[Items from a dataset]

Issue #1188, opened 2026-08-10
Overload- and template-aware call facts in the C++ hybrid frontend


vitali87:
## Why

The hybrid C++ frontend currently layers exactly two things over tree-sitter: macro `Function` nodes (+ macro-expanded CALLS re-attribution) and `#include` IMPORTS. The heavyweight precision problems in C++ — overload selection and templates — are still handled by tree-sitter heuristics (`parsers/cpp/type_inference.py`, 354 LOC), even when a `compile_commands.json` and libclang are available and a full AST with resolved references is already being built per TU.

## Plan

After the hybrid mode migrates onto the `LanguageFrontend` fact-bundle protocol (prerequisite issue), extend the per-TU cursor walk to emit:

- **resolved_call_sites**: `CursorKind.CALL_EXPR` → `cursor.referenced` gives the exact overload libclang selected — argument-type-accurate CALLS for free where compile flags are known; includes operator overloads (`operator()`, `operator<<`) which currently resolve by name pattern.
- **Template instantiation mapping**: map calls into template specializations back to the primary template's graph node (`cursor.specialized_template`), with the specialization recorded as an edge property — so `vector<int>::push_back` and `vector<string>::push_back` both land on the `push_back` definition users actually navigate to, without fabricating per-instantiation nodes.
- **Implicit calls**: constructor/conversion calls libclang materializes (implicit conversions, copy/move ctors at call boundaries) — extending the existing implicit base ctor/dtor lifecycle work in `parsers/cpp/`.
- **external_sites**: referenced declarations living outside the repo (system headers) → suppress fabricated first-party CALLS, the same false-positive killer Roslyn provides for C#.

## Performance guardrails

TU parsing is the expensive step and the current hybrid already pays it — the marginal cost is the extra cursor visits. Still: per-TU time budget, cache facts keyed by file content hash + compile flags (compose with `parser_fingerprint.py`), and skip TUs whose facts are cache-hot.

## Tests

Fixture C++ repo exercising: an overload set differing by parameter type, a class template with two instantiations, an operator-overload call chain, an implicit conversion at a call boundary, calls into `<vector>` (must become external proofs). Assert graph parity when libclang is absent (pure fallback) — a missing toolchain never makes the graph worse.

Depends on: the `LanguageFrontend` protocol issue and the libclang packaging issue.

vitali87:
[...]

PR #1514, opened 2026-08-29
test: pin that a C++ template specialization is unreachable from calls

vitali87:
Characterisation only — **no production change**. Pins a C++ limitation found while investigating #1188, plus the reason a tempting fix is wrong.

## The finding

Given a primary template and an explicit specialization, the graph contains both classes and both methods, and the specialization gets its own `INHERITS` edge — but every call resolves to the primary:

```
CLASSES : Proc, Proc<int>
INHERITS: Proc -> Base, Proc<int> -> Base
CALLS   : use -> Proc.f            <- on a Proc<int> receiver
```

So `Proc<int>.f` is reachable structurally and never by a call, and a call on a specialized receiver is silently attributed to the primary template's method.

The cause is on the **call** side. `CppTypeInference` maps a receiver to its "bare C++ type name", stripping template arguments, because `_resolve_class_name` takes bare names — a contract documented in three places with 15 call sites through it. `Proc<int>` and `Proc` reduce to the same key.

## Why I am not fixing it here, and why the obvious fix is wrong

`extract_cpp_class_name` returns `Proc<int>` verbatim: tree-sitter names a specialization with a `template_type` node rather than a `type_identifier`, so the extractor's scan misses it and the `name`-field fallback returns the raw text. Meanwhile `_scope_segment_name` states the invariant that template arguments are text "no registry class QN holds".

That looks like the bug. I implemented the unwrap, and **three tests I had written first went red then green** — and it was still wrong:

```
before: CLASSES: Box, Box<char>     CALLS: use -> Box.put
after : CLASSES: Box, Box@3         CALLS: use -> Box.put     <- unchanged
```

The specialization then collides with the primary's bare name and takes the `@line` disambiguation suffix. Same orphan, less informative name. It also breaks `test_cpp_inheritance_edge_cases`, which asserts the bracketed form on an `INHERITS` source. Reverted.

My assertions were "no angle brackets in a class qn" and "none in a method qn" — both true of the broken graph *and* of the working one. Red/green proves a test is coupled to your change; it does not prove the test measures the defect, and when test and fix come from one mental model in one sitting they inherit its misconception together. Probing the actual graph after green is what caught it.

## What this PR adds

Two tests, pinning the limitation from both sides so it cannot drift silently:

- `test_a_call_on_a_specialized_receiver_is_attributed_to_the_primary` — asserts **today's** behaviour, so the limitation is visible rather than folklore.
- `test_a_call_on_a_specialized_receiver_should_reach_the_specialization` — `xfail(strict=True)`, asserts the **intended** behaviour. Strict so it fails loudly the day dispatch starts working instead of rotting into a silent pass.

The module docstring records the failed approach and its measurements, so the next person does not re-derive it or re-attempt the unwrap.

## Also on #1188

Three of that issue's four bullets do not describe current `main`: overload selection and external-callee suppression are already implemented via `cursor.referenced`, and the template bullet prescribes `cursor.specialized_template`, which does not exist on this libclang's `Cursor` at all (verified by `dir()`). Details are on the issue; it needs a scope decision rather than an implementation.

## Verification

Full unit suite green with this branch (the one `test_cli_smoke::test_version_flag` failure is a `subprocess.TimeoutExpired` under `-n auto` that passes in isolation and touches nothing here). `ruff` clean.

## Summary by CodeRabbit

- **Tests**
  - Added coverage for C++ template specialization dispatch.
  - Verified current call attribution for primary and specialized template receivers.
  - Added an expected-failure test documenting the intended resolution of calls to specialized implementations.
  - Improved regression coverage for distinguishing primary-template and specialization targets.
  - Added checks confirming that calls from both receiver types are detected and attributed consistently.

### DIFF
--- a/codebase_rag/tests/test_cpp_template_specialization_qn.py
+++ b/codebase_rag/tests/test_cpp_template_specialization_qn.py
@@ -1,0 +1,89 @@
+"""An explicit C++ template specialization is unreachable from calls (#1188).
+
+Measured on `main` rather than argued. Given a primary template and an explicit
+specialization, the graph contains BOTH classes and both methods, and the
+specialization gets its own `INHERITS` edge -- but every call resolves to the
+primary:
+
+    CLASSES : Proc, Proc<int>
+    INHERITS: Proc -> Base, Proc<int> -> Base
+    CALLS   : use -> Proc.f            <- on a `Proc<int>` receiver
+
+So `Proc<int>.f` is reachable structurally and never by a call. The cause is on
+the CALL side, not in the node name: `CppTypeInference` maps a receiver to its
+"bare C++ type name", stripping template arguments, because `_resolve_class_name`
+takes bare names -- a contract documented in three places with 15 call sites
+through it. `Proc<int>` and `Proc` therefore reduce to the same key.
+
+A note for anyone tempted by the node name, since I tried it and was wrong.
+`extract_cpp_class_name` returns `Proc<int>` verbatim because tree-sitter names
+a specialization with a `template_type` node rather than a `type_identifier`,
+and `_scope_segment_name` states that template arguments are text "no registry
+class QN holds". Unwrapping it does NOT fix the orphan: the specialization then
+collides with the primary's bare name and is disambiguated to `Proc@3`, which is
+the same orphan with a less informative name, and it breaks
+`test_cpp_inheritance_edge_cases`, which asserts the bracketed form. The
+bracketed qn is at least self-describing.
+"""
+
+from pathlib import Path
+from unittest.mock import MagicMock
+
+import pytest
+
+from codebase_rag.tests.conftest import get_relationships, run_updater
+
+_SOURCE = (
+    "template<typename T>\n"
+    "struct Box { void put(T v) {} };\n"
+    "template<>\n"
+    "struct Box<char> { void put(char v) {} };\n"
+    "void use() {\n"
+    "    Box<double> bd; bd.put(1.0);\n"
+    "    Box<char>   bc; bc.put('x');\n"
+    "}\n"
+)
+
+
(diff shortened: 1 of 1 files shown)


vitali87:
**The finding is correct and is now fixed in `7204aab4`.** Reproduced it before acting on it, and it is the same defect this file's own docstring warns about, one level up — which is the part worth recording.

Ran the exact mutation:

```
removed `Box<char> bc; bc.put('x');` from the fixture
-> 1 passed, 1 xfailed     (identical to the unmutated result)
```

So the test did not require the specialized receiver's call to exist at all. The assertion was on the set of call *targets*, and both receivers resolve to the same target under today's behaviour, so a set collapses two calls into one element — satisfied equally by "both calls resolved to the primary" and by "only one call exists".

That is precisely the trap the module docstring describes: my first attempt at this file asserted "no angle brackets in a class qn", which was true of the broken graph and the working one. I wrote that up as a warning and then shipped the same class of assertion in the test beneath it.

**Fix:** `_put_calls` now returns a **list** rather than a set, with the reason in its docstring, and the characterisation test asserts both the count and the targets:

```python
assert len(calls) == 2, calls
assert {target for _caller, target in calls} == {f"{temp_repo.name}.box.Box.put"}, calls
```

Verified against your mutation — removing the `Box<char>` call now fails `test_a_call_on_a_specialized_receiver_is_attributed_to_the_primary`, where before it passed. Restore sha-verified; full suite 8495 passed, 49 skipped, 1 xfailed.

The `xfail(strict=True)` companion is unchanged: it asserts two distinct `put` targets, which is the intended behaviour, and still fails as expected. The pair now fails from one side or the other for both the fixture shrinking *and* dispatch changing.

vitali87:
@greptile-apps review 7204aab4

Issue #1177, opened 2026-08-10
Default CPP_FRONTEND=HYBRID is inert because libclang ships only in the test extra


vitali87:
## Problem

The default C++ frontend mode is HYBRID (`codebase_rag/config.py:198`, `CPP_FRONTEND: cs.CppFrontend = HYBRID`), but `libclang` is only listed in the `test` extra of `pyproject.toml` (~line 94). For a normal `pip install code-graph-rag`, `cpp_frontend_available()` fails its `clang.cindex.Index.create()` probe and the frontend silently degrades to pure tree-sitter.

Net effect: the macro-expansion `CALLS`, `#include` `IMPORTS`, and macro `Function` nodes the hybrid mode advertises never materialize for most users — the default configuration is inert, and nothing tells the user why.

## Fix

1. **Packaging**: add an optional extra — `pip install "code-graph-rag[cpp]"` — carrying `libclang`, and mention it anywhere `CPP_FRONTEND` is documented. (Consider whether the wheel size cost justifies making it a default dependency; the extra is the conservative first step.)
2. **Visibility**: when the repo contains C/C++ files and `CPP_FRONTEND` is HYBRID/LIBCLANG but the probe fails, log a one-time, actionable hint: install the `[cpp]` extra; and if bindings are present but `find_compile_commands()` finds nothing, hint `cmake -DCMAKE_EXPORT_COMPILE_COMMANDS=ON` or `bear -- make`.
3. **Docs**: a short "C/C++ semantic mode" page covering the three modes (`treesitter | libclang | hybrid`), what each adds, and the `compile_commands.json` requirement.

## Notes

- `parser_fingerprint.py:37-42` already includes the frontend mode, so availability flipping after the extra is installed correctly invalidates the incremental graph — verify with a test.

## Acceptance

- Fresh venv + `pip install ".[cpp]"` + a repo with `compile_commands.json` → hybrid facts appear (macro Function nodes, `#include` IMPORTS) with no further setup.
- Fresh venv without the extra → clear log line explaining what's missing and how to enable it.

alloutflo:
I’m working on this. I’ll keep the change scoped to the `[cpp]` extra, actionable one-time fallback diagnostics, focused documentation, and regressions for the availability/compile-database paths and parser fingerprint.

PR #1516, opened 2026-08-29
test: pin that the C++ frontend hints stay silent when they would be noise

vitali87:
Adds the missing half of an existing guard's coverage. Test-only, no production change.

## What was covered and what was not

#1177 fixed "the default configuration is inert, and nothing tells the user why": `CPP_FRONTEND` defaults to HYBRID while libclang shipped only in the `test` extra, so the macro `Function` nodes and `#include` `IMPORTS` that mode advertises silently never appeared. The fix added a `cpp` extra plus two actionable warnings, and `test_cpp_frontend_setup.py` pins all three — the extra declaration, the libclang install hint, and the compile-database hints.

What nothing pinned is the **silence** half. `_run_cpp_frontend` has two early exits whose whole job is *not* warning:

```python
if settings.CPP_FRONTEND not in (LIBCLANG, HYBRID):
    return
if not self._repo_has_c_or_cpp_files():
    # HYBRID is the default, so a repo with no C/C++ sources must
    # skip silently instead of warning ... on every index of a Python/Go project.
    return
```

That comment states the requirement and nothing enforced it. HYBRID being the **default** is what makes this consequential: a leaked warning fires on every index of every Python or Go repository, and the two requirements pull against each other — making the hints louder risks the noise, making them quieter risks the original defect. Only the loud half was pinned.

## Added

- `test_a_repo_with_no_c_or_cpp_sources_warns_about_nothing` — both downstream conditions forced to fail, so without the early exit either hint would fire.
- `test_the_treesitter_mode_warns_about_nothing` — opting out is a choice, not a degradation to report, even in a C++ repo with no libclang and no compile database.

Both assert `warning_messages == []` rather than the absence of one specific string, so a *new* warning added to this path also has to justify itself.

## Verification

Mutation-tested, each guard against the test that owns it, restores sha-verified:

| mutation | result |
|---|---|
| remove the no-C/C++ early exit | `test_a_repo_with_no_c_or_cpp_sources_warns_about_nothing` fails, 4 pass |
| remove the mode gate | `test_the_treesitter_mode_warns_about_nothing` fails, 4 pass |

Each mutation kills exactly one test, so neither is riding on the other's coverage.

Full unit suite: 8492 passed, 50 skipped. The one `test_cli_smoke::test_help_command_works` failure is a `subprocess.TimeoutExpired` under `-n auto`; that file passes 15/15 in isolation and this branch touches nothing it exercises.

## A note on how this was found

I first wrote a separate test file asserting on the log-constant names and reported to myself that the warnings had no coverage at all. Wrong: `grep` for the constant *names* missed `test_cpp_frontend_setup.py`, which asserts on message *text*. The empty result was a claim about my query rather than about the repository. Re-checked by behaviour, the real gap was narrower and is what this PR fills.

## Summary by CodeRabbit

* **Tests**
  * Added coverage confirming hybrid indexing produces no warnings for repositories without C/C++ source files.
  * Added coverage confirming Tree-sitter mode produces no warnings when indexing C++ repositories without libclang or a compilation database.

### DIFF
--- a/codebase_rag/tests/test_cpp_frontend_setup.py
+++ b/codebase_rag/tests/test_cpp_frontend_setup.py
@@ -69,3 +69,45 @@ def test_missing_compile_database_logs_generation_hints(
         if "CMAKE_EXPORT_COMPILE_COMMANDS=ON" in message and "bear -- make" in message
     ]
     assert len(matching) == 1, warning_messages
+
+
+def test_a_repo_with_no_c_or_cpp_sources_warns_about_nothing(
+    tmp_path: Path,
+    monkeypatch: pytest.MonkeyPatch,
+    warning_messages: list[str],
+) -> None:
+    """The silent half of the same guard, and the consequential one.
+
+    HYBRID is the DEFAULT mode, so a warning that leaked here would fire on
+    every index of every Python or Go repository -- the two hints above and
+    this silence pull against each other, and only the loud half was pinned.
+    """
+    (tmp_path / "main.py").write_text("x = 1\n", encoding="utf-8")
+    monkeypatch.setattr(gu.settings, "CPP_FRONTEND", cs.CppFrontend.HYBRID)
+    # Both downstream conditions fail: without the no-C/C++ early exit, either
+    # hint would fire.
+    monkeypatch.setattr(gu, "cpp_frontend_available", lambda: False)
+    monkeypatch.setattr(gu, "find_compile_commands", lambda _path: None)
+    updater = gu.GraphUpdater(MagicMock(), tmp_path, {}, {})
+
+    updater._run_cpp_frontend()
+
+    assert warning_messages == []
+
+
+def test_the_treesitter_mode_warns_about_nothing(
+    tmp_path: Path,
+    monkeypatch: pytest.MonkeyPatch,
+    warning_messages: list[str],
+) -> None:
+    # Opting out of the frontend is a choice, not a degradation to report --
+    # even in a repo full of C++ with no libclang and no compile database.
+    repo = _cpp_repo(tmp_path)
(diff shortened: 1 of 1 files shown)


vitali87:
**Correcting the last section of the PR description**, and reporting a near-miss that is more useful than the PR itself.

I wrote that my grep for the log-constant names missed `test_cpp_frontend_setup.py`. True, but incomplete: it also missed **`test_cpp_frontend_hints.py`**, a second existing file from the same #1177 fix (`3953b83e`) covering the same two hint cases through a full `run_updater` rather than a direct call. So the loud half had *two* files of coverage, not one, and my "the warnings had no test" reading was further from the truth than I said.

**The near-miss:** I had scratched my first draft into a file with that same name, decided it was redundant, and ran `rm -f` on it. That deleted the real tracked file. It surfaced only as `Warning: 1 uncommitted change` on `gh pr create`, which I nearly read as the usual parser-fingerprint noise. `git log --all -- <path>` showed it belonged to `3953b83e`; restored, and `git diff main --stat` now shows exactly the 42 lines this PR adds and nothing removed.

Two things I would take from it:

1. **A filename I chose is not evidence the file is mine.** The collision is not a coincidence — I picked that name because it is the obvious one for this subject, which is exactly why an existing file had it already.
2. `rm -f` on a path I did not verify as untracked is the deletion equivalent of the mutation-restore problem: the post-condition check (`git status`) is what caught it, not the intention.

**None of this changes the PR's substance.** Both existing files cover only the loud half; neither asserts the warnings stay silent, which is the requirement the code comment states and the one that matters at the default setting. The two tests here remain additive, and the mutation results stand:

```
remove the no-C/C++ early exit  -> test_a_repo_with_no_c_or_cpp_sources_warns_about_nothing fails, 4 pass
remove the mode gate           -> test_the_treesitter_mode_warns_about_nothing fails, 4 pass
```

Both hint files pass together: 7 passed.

_About this exercise_
Read through the entries, then copy every line where the string "Given" is found.

_Result_
Given a primary template and an explicit specialization, the graph contains both classes and both methods, and the specialization gets its own `INHERITS` edge — but every call resolves to the primary:
+Measured on `main` rather than argued. Given a primary template and an explicit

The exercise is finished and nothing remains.